I used matlab and replicate the example given in
http://www.mathworks.se/help/stats/lasso-and-elastic-net.html
to get a figure like this
Then I saved the matlab data, and tried to replicate the figure with laaso_path from sklearn, I got
Although there are some similarity between these two figures, there are also certain differences. As far as I understand parameter lambda in matlab and alpha in sklearn are same, however in this figure it seems that there are some differences. Can somebody point out which is the correct one or am I missing something? Further the coefficient obtained are also different (which is my main concern).
Matlab Code:
rng(3,'twister') % for reproducibility
X = zeros(200,5);
for ii = 1:5
X(:,ii) = exprnd(ii,200,1);
end
r = [0;2;0;-3;0];
Y = X*r + randn(200,1)*.1;
save randomData.mat % To be used in python code
[b fitinfo] = lasso(X,Y,'cv',10);
lassoPlot(b,fitinfo,'plottype','lambda','xscale','log');
disp('Lambda with min MSE')
fitinfo.LambdaMinMSE
disp('Lambda with 1SE')
fitinfo.Lambda1SE
disp('Quality of Fit')
lambdaindex = fitinfo.Index1SE;
fitinfo.MSE(lambdaindex)
disp('Number of non zero predictos')
fitinfo.DF(lambdaindex)
disp('Coefficient of fit at that lambda')
b(:,lambdaindex)
Python Code:
import scipy.io
import numpy as np
import pylab as pl
from sklearn.linear_model import lasso_path, LassoCV
data=scipy.io.loadmat('randomData.mat')
X=data['X']
Y=data['Y'].flatten()
model = LassoCV(cv=10,max_iter=1000).fit(X, Y)

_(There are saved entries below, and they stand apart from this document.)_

PR #103, opened 2022-10-04
Add export support for `lightstep_dashboard` resource

bcronin:
### Why are you making this change?

This PR adds export support for the newly added `lightstep_dashboard` resource.

This additionally fixes some string export issues around special characters:
* Query strings containing newline characters are now exported using the [heredoc notation](https://www.terraform.io/language/expressions/strings#heredoc-strings
* Likewise query strings containing quotes, tabs, or other characters requiring escaping will also use the heredoc notation to simplify the user editing/diffing experience
* Single-line query strings that do not require escaping retain the single-line representation

Worth noting: the provider does not currently support dashboards using a mix of the legacy query format and query-string format charts. This would require a new resource type. Users are encouraged to migrate charts to the query-string-based `lightstep_dashboard` resource instead.


exporter/exporter.go
```diff
@@ -57,8 +59,106 @@ resource "lightstep_metric_dashboard" "exported_dashboard" {
...
+      hidden              = {{.Hidden}}
+      query_string        = {{escapeQueryString .TQLQuery}}
+	}
+{{end}}
+  }
+{{end}}
+}
+`
+
+func escapeHCLString(input string) string {
```
bcronin, line 84: Replaces `escapeSpanQuery` which was only escaping double-quote.  There weren't any bug logged on this AFAIK, but the change seems correct.

exporter/exporter.go
```diff
@@ -57,8 +59,106 @@ resource "lightstep_metric_dashboard" "exported_dashboard" {
...
+			}
+		}
+	}
+	if hasLegacyQuery {
+		return false, nil
+	}
+	return true, nil
+}
+
+func exportToHCL(wr io.Writer, d *client.UnifiedDashboard) error {
```
bcronin, line 135: Split this worker function out of `Run` so the export could be unit tested more easily. This also adds logic to check which resource type should be used based on the kinds of queries in the charts.

exporter/exporter.go
```diff
@@ -57,8 +59,106 @@ resource "lightstep_metric_dashboard" "exported_dashboard" {
...
+  chart {
+    name = "{{.Title}}"
+    rank = "{{.Rank}}"
+    type = "{{.ChartType}}"
+{{range .MetricQueries}}
+    query {
+      query_name          = "{{.Name}}"
+      display             = "{{.Display}}"
+      hidden              = {{.Hidden}}
+      query_string        = {{escapeQueryString .TQLQuery}}
```
MisterSquishy, line 76: did you check that this works without the heredoc syntax? e.g. if my UQL query is just `metric cpu.utilization | delta` (no newlines), i think this will output `query_string = metric cpu.utilization | delta` -- i have no idea if terraform will be upset about the lack of quotes

exporter/exporter.go
```diff
@@ -26,13 +28,13 @@ resource "lightstep_metric_dashboard" "exported_dashboard" {
...
       spans {
-         query         = "{{escapeSpanQuery .SpansQuery.Query}}"
+         query         = "{{escapeHCLString .SpansQuery.Query}}"
          operator      = "{{.SpansQuery.Operator}}"
          group_by_keys = [{{range .SpansQuery.GroupByKeys}}"{{.}}",{{end}}]{{if eq .SpansQuery.Operator "latency"}}
          latency_percentiles = [{{range .SpansQuery.LatencyPercentiles}}{{.}},{{end}}]{{end}}
       }
 {{end}}{{if .TQLQuery}}
-      tql                 = "{{.TQLQuery}}"
+      tql                 = "{{escapeQueryString .TQLQuery}}"
```
MisterSquishy, line 37: wont these quotes get in the way if we're using the heredoc syntax?

exporter/exporter.go
```diff
@@ -57,8 +59,106 @@ resource "lightstep_metric_dashboard" "exported_dashboard" {
...
+		return escapeHCLString(input)
+	}
+}
+
+// dashboardUsesQueryString returns true if any chart in the dashboard
+// uses the query string format.
+//
+// The Provider does not support mixing legacy query charts and
+// query-string charts in the same dashboard and will return an error
+// if there is a mix.
```
MisterSquishy, line 112: is there a reason we couldnt just return the legacy format (`lightstep_metric_dashboard`) in this case? it will use the `tql` field name for the query strings, but that seems better than just failing

exporter/exporter.go
MisterSquishy: on the other hand, if we decide to never output `lightstep_metric_dashboard`s when using TQL queries with this tool, then i think we'll never actually need this change?

exporter/exporter_test.go
```diff
@@ -0,0 +1,88 @@
...
+		QueryString string
+		Expected    string
+	}{
+		{
+			QueryString: "",
+			Expected:    "",
+		},
+		{
+			QueryString: "metric requests | rate 10m",
+			Expected:    "query_string        = metric requests | rate 10m",
```
MisterSquishy, line 29: this is the kind of thing i mentioned about -- do we know terraform won't complain about the lack of quotes here?

exporter/exporter.go
bcronin: Good catch! That's definitely wrong and needs to be fixed!

exporter/exporter.go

print 'alpha', model.alpha_
print 'coef', model.coef_
eps = 1e-2 # the smaller it is the longer is the path
models = lasso_path(X, Y, eps=eps)
alphas_lasso = np.array([model.alpha for model in models])
coefs_lasso = np.array([model.coef_ for model in models])
pl.figure(1)
ax = pl.gca()
ax.set_color_cycle(2 * ['b', 'r', 'g', 'c', 'k'])

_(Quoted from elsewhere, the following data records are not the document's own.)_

PR #819, opened 2026-08-23
feat(agent): split legacy username/password login into its own file

roeezis:
## Summary
Part 2 of the SMS/Conjur JWT authentication series (split out of #817 for reviewability). Stacked on #818 — includes #818's commit until that merges, so the diff here will shrink to just this PR's own change once #818 lands.

`identity.go` mixed shared client/token-cache plumbing with the CyberArk Identity username/password (UP) login flow. Moves the UP-specific code into `username_password.go` so the shared plumbing stays easy to find once a second login mechanism (Conjur JWT) is added alongside it.

No behavior change — pure extraction, plus unexporting `ActionAnswer` and exporting the mock's success credentials for other packages' tests.

## Test plan
- [x] `go build ./...`
- [x] `go test ./internal/cyberark/identity/...`


internal/cyberark/identity/mock.go
```diff
@@ -32,6 +32,18 @@ const (
 	// mock server in response to a successful AdvanceAuthentication request
 	// Must match what's in testdata/advance_authentication_success.json
 	mockSuccessfulStartAuthenticationToken = "success-token"
+
+	// actionAnswer is the string sent to an AdvanceAuthentication request to indicate we're
+	// providing credentials as plain text.
+	actionAnswer = "Answer"
```
mladen-rusev-cyberark: The commit message says `ActionAnswer` was unexported, but it's still exported at `username_password.go:35` and still referenced there (`:328`) and by `advance_authentication_test.go` / `start_authentication_test.go`. This adds a *second* constant with the same value rather than unexporting the first — two literals for one protocol string in one package will drift.

Simplest fix for a "pure extraction" PR: delete this const and have `mock.go:228` keep using `ActionAnswer`. Either way the commit message needs correcting — as written it describes a change that didn't happen.

mladen-rusev-cyberark (commented):
Verified the "no behaviour change" claim mechanically — sorting all lines of the pre-image `identity.go` against the sorted union of the post-image `identity.go` + `username_password.go` yields only comment/import differences, no code changes. The split is a good idea and lands cleanly.

One correction needed (inline), plus: the Python SDK reference link dropped from the `Client` doc comment is the only pointer in the repo to the reference implementation this client mirrors — worth moving to `username_password.go` rather than deleting.

Reviewed as this PR's own commit (`2483110`) rather than the cumulative diff against master.

roeezis:
Fixed — deleted the duplicate `actionAnswer` const, `mock.go` now uses the single exported `ActionAnswer`. Also corrected the commit message.

mladen-rusev-cyberark (approved):

internal/cyberark/identity/mock.go
roeezis: Fixed — deleted the duplicate `actionAnswer` const, `mock.go` now uses the single exported `ActionAnswer`. Also corrected the commit message.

l1 = pl.semilogx(alphas_lasso,coefs_lasso)
pl.gca().invert_xaxis()
pl.xlabel('alpha')
pl.show()
I do not have matlab but be careful that the value obtained with the cross--validation can be unstable. This is because it influenced by the way you subdivide the samples.
Even if you run 2 times the cross-validation in python you can obtain 2 different results.
consider this example :
kf=sklearn.cross_validation.KFold(len(y),n_folds=10,shuffle=True)
cv=sklearn.linear_model.LassoCV(cv=kf,normalize=True).fit(x,y)
print cv.alpha_
kf=sklearn.cross_validation.KFold(len(y),n_folds=10,shuffle=True)
cv=sklearn.linear_model.LassoCV(cv=kf,normalize=True).fit(x,y)
print cv.alpha_
0.00645093258722
0.00691712356467
it's possible that alpha = lambda / n_samples
where n_samples = X.shape[0] in scikit-learn
another remark is that your path is not very piecewise linear as it could/should be. Consider reducing the tol and increasing max_iter.
hope this helps
I know this is an old thread, but:
I'm actually working on piping over to LassoCV from glmnet (in R), and I found that LassoCV doesn't do too well with normalizing the X matrix first (even if you specify the parameter normalize = True).
Try normalizing the X matrix first when using LassoCV.
If it is a pandas object,
(X - X.mean())/X.std()
It seems you also need to multiple alpha by 2
Though I am unable to figure out what is causing the problem, there is a logical direction in which to continue.
These are the facts:
Mathworks have selected an example and decided to include it in their documentation
Your matlab code produces exactly the result as the example.
The alternative does not match the result, and has provided inaccurate results in the past
This is my assumption:
The chance that mathworks have chosen to put an incorrect example in their documentation is neglectable compared to the chance that a reproduction of this example in an alternate way does not give the correct result.
The logical conclusion: Your matlab implementation of this example is reliable and the other is not.
This might be a problem in the code, or maybe in how you use it, but either way the only logical conclusion would be that you should continue with Matlab to select your model.